Thursday, February 28, 2019

SNC-Lavalin (Canadian politics)

Several points that are forgotten in the fog of escalated rhetoric:

First and foremost:

There was no pressure to “cut a deal”. There was pressure to consider political criteria, which is perfectly proper. It’s what we expect our MPs to do on our behalf.

Further points:

a) SNC-Lavalin is legally a person. But in fact it is a team of employees and managers, whose work produces profits for the shareholders. A guilty verdict on SNC-Lavalin could result in its bankruptcy. That would not punish the shareholders, who are the first in line when sharing out any leftover money. But it would punish the employees, many (probably most) of whom would lose their jobs when and if SNC-Lavalin assets were bought by a competitor.

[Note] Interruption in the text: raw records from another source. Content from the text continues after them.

PR #184, opened 2015-05-14
Add human-friendly api.Request printer

mfojtik:
Produces output:

```console
$ sti build --loglevel=2 -e "FOO=BAR,TEST=BAR" foo bar test 

Base Image:		bar
Source:			foo
Output Image Tag:	test
Environment:		FOO=BAR,TEST=BAR
Incremental Build:	disabled
Remove Old Build:	disabled
Force Pull:		enabled
Quiet:			disabled
Layered Build:		disabled
Docker Endpoint:	unix:///var/run/docker.sock
Docker Pull Config:	/home/mfojtik/.dockercfg
Docker Pull User:	mfojtik
```

(the fields are actually aligned, GH messed this up)

### DIFF
--- a/pkg/api/printer.go
+++ b/pkg/api/printer.go
@@ -1,0 +1,89 @@
+package api
+
+import (
+	"bytes"
+	"fmt"
+	"io"
+	"os"
+	"strings"
+	"text/tabwriter"
+)
+
+func (r *Request) PrintObj() string {
+	out, err := tabbedString(func(out io.Writer) error {
+		fmt.Fprintf(out, "Builder Image:\t%s\n", r.BaseImage)
+		fmt.Fprintf(out, "Source:\t%s\n", r.Source)
+		if len(r.Ref) > 0 {
+			fmt.Fprintf(out, "Source Ref:\t%s\n", r.Ref)
+		}
+		if len(r.ContextDir) > 0 {
+			fmt.Fprintf(out, "Context Directory:\t%s\n", r.ContextDir)
+		}
+		fmt.Fprintf(out, "Output Image Tag:\t%s\n", r.Tag)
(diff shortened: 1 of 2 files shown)


pkg/api/printer.go
```diff
@@ -0,0 +1,89 @@
...
+	}
+	return out
+}
+
+func printEnv(out io.Writer, env map[string]string) {
+	result := []string{}
+	for k, v := range env {
+		result = append(result, fmt.Sprintf("%s=%s", k, v))
+	}
+	if len(result) == 0 {
```
soltysh: I'd move that to the beginning and check env length acutally, fail fast, right?

pkg/api/printer.go
```diff
@@ -0,0 +1,89 @@
...
+	"fmt"
+	"io"
+	"os"
+	"strings"
+	"text/tabwriter"
+)
+
+func (r *Request) PrintObj() string {
+	out, err := tabbedString(func(out io.Writer) error {
+		fmt.Fprintf(out, "Base Image:\t%s\n", r.BaseImage)
```
soltysh: In all our docs we call that the builder image, I'm aware of the var naming, still I'd say to keep with the Builder name.

soltysh:
Two small nits, but LGTM.

pkg/api/printer.go
bparees: +1

pkg/api/printer.go
bparees: +1

bparees:
agree w/ @soltysh's comments and otherwise lgtm.

mfojtik:
Thanks guys, all comments fixed. [merge]

PR #186, opened 2015-05-15
Add Security section into README

mfojtik:


soltysh:
LGTM [merge]

strzibny:
I must say that `$` signs are confusing in README but if you say that it can be run under plain user in some cases, I am fine with it.

PR #193, opened 2015-05-18
Fix package names in release Dockerfile

mfojtik:


mfojtik:
@bparees saves the release \o/

bparees:
what did i do?
[merge]

bparees:
@smarterclayton apparently this fixed the cross compile issue for STI.  I don't know the logic behind it, perhaps @mfojtik can explain why the amd64 packages work.

bparees:
ah, found the IRC discussion:
(10:55:02 AM) vbatts: mfojtik: i don't think this build/release image has all the bootstrapping needed
(10:55:33 AM) vbatts: mfojtik: the build is failing on darwin/amd64, but the golang-pkg-darwin-amd64.noarch rpm is not installed

Issue #199, opened 2015-05-25
UID isolation


soltysh:
Per @smarterclayton comment on my recent PR, I'm opening issue to verify if following comment is still valid (from https://github.com/openshift/source-to-image/blob/master/test/integration/images/sti-fake/Dockerfile)
```
RUN mkdir -p /sti-fake/src && \
# FIXME: The 'default' user has conflicting UID (1000). This should be fixed in
#        how source-to-image handles UID's during isolation.
#
    deluser default
```

soltysh:
I've tested this without this line as well as with other images, namely `openshift/python-33-centos7` the is no problem. I'm guessing this is a leftover from the time we were doing bind-mounts to copy the sources of the application. Since we currently stream it with tar, the resulting files are created with permissions of the user defined in the dockerfile. @bparees @smarterclayton @csrwng @mfojtik correct me if I'm wrong, if so I suggest removing this comment as it's not valid anymore.

bparees:
@soltysh sounds plausible to me.

csrwng:
@soltysh I'm fine with removing that line. Doesn't seem like it's needed.

soltysh:
Closing per #179.

Issue #179, opened 2015-05-06
sti hangs in docker pull if tag is invalid


bparees:
run STI and provide no tag on the image name, for an image repo where there is no "latest" tag, result is STI hangs forever in "pulling image"... seems like it must not be handling an error correctly:

$ docker pull ce-registry.usersys.redhat.com/jboss-webserver3/tomcat8-openshift
FATA[0005] Tag latest not found in repository ce-registry.usersys.redhat.com/jboss-webserver3/tomcat8-openshift

$ sti build https://github.com/bparees/session-app ce-registry.usersys.redhat.com/jboss-webserver3/tomcat8-openshift badout --loglevel=5
I0506 18:54:38.631805 07628 docker.go:173] Pulling image ce-registry.usersys.redhat.com/jboss-webserver3/tomcat8-openshift

(never errors/returns)

Note that if you provide an actual invalid tag, it does immediately error out.  Not sure it's actually valid to have a repo with no "latest" tag in it?

$ sti build https://github.com/bparees/session-app ce-registry.usersys.redhat.com/jboss-webserver3/tomcat8-openshift:badtag badout --loglevel=5
I0506 18:55:08.986159 08143 docker.go:173] Pulling image ce-registry.usersys.redhat.com/jboss-webserver3/tomcat8-openshift:badtag
I0506 18:55:12.403179 08143 docker.go:177] An error was received from the PullImage call: Tag badtag not found in repository ce-registry.usersys.redhat.com/jboss-webserver3/tomcat8-openshift

bparees:
@soltysh fyi.

soltysh:
@bparees addressed in #202, please close.

bparees:
@soltysh your changes don't address the issue I reported which was the case where :latest was specified on the ref, but there was no :latest tag in the registry.  your changes just add a :latest tag if no tag is specified.

that said, this seems to be working now (as in it immediately returns an error due to the invalid tag), so maybe docker fixed their registry:

$  sti build https://github.com/bparees/session-app ce-registry.usersys.redhat.com/jboss-webserver3/tomcat8-openshift badout --loglevel=5
I0527 20:24:16.810998 30901 util.go:34] Using bparees@redhat.com credentials for pulling ce-registry.usersys.redhat.com/jboss-webserver3/tomcat8-openshift

Builder Image:		ce-registry.usersys.redhat.com/jboss-webserver3/tomcat8-openshift
Source:			https://github.com/bparees/session-app
[...]

PR #202, opened 2015-05-26
Issue179 - fix sti hangs when using non-existent latest

soltysh:
This PR mainly addresses #179, but it also contains removals mentioned in #199.
@bparees @csrwng PTAL

### DIFF
--- a/pkg/docker/docker.go
+++ b/pkg/docker/docker.go
@@ -22,6 +22,7 @@ const (
 	LocationLabel   = "io.openshift.sti.location"
 
 	DefaultLocation = "/tmp"
+	DefaultTag      = "latest"
 )
 
 // Docker is the interface between STI and the Docker client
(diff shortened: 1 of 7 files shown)


pkg/docker/docker.go
```diff
@@ -22,6 +23,7 @@ const (
 	LocationLabel   = "io.openshift.sti.location"
 
 	DefaultLocation = "/tmp"
+	DefaultTag      = ":latest"
```
mfojtik: remove ':'

pkg/docker/docker.go
```diff
@@ -178,6 +180,10 @@ func (d *stiDocker) CheckAndPull(name string) (image *docker.Image, err error) {
 
 // PullImage pulls an image into the local registry
 func (d *stiDocker) PullImage(name string) (image *docker.Image, err error) {
+	_, tag := parsers.ParseRepositoryTag(name)
+	if len(tag) == 0 {
+		name += DefaultTag
```
mfojtik: use strings.Join()

csrwng:
Should we also not do the same logic for running a container?

soltysh:
@mfojtik addressed your comments. @csrwng you're right, I've added that to all our methods where I though it'd make sense. PTAL again.

csrwng:
LGTM

soltysh:
[merge]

b) SNC-Lavalin was not only within its rights to lobby as hard as they could to achieve a DPA. It was their duty to their shareholders and their employees. A DPA would cost SNC-Lavalin tens and possibly hundreds millions of dollars in penalties and confiscated profits. It would be subject to a two-year prohibition against bidding on Canadian government contracts. A guilty verdict would extend that prohibition to ten years. A ten-year prohibition could result in bankruptcy. Or a dissolution of the company, and the sale of its assets to a non-Canadian competitor. Or some other result that would save shareholder value.

In other words, a DPA amounts to an admission of guilt and an acceptance of precisely defined penalties. Included in those penalties is oversight of managment in order to prevent further wrongdoing, and to shift the corporate culture away from its defects.

c) Part of SNC-Lavalin’s lobbying effort was a meeting with Andrew Scheer. We do not know the details of that conversation. We need to know whether Mr Scheer offered any kind of support to SNC-Lavalin, and if so, what that offer included.

d) As a member of Cabinet, Ms Wilson Reybould was first and foremost a Minister of the Crown. Her role was primarily political, not legal. Since a DPA was (and remains) a legal alternative to a criminal trial, political considerations would be the primary criteria in deciding which way to go. I emphasise again: A DPA would certainly cost the company tens and possibly hundreds of millions of dollars. A trial might not find guilt, in which case SNC-Lavalin would get off with legal costs only, which would be much lower.